The answer must be every line from the entries below that contains "places".

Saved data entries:
=== Section Start ===

Issue #790, opened 2022-12-20
Verify dimension in GetDimensionSizeOp


smit-hinsu:
### Request description

get_dimension_size op doesn't verify dimension attribute and the corresponding dimension size it is within supported limit.

PR #791, opened 2022-12-20
Add spec for GetDimensionSizeOp

smit-hinsu:
Verification is missing two constraints. Filed https://github.com/openxla/stablehlo/issues/790 for that.

RFC discussing this op: https://github.com/openxla/stablehlo/pull/194

### DIFF
--- a/docs/spec.md
+++ b/docs/spec.md
@@ -2833,7 +2833,7 @@ behavior is undefined. More formally, for all `id < jd` from `indices(result)`,
 
 ### Semantics
 
-Returns the size of the given `dimension` of the `operand`.
+Produces the size of the given `dimension` of the `operand`.
 
 ### Inputs
 
@@ -2850,8 +2850,7 @@ Returns the size of the given `dimension` of the `operand`.
 
 ### Constraints
 
-  * (C1) 0 $\le$ `dimension` $\lt$ rank of `operand`. [todo](https://github.com/openxla/stablehlo/issues/790)
-  * (C2) dim(operand, dimension) $\le$ std::numeric_limits<int32_t>::max(). [todo](https://github.com/openxla/stablehlo/issues/790)
+  * (C1) 0 $\le$ `dimension` $\lt$ `rank(operand)`. [todo](https://github.com/openxla/stablehlo/issues/790)
 
 ### Examples
 
--- a/docs/spec.md
+++ b/docs/spec.md
@@ -2837,10 +2837,10 @@ Returns the size of the given `dimension` of the `operand`.
 
 ### Inputs
 
-| Name      | Type                         |
-|-----------|------------------------------|
-| `operand` | tensor of any supported type |
-| `index`   | constant of type `si64`      |
+| Name          | Type                         |
+|---------------|------------------------------|
+| `operand`     | tensor of any supported type |
+| `dimension`   | constant of type `si64`      |
 
 ### Outputs
 
@@ -2852,7 +2852,6 @@ Returns the size of the given `dimension` of the `operand`.
 
   * (C1) 0 $\le$ `dimension` $\lt$ rank of `operand`. [todo](https://github.com/openxla/stablehlo/issues/790)
   * (C2) dim(operand, dimension) $\le$ std::numeric_limits<int32_t>::max(). [todo](https://github.com/openxla/stablehlo/issues/790)
-  * (C3) `result` is of type `tensor<i32>`
 
 ### Examples
 
--- a/docs/spec.md
+++ b/docs/spec.md
@@ -413,6 +413,7 @@ syntax.
    * [fft](#stablehlofft)
    * [floor](#stablehlofloor)
    * [gather](#stablehlogather)
+   * [get_dimension_size](#stablehloget_dimension_size)
    * [get_tuple_element](#stablehloget_tuple_element)
    * [if](#stablehloif)
    * [imag](#stablehloimag)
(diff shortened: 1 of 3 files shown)


docs/spec.md
```diff
@@ -2828,6 +2829,43 @@ behavior is undefined. More formally, for all `id < jd` from `indices(result)`,
...
+### Semantics
+
+Returns the size of the given `dimension` of the `operand`.
+
+### Inputs
+
+| Name      | Type                         |
+|-----------|------------------------------|
+| `operand` | tensor of any supported type |
+| `index`   | constant of type `si64`      |
```
sdasgup3, line 2843: `dimension`

docs/spec.md
```diff
@@ -2828,6 +2829,43 @@ behavior is undefined. More formally, for all `id < jd` from `indices(result)`,
...
+
+| Name     | Type                                |
+|----------|-------------------------------------|
+| `result` | 0-dimensional tensor of type `si32` |
+
+### Constraints
+
+  * (C1) 0 $\le$ `dimension` $\lt$ rank of `operand`. [todo](https://github.com/openxla/stablehlo/issues/790)
+  * (C2) dim(operand, dimension) $\le$ std::numeric_limits<int32_t>::max(). [todo](https://github.com/openxla/stablehlo/issues/790)
+  * (C3) `result` is of type `tensor<i32>`
```
sdasgup3, line 2855: seems redundant as they are already mentioned in Outputs table

docs/spec.md
```diff
@@ -2828,6 +2829,43 @@ behavior is undefined. More formally, for all `id < jd` from `indices(result)`,
...
+### Outputs
+
+| Name     | Type                                |
+|----------|-------------------------------------|
+| `result` | 0-dimensional tensor of type `si32` |
+
+### Constraints
+
+  * (C1) 0 $\le$ `dimension` $\lt$ rank of `operand`. [todo](https://github.com/openxla/stablehlo/issues/790)
+  * (C2) dim(operand, dimension) $\le$ std::numeric_limits<int32_t>::max(). [todo](https://github.com/openxla/stablehlo/issues/790)
```
sdasgup3, line 2854: Do we know what is  special about the dimension size of this particular `dimension` axis that https://github.com/tensorflow/tensorflow/blob/963d7a175b0c03b0d7b03286c0d9eb7098c29e5e/tensorflow/compiler/xla/service/shape_inference.cc#L2486 has a dedicated check only for it but not for other axes.

docs/spec.md
smit-hinsu: Fixed

docs/spec.md
smit-hinsu: Removed

docs/spec.md
smit-hinsu: That is because the result type of get_dimension_size and operand type of set_dimension_size is i32.

sdasgup3: makes sense. Thanks!

docs/status.md
```diff
@@ -92,7 +92,7 @@ one of the following tracking labels.
 | fft                      | yes           | revisit      | yes            | yes             | no          |
 | floor                    | yes           | yes          | yes            | yes             | yes         |
 | gather                   | yes           | yes          | yes            | no              | no          |
-| get_dimension_size       | no            | yes*         | yes*           | yes             | no          |
```
sdasgup3, line 95: Shouldn't the type inference be yes

https://github.com/openxla/stablehlo/blob/93e7cf81bf8258021ef5d96c31682ab893cb82da/stablehlo/dialect/StablehloOps.cpp#L1267

sdasgup3 (approved):
LGTM except for one last comment.

docs/status.md
smit-hinsu: updated.

docs/spec.md
```diff
@@ -2828,6 +2829,42 @@ behavior is undefined. More formally, for all `id < jd` from `indices(result)`,
 
 [Back to Ops](#index-of-ops)
 
+## stablehlo.get_dimension_size
+
+### Semantics
+
+Returns the size of the given `dimension` of the `operand`.
```
burmako, line 2836: In the rest of the spec, we're typically saying "produces" to avoid the ambiguity with returning from a function.

docs/spec.md
```diff
@@ -2828,6 +2829,42 @@ behavior is undefined. More formally, for all `id < jd` from `indices(result)`,
...
+
+### Outputs
+
+| Name     | Type                                |
+|----------|-------------------------------------|
+| `result` | 0-dimensional tensor of type `si32` |
+
+### Constraints
+
+  * (C1) 0 $\le$ `dimension` $\lt$ rank of `operand`. [todo](https://github.com/openxla/stablehlo/issues/790)
```
burmako, line 2853: \`rank(operand)\`, similarly to other places in the spec.

docs/spec.md
```diff
@@ -2828,6 +2829,42 @@ behavior is undefined. More formally, for all `id < jd` from `indices(result)`,
...
+  * (C2) dim(operand, dimension) $\le$ std::numeric_limits<int32_t>::max(). [todo](https://github.com/openxla/stablehlo/issues/790)
```
burmako, line 2854: Let's drop C2. The "Constraints" section conventionally contains only the stuff that we can check statically (i.e. stuff that we can put into a verifier or into a shape function in the StableHLO dialect).

burmako (changes requested):

docs/spec.md
smit-hinsu: updated.

docs/spec.md
smit-hinsu: Done. Sent https://github.com/openxla/stablehlo/pull/815 for a few existing places.

docs/spec.md
smit-hinsu: Done.

burmako (approved):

=== Section End ===

▶ _Response area_:
burmako, line 2853: \`rank(operand)\`, similarly to other places in the spec.
smit-hinsu: Done. Sent https://github.com/openxla/stablehlo/pull/815 for a few existing places.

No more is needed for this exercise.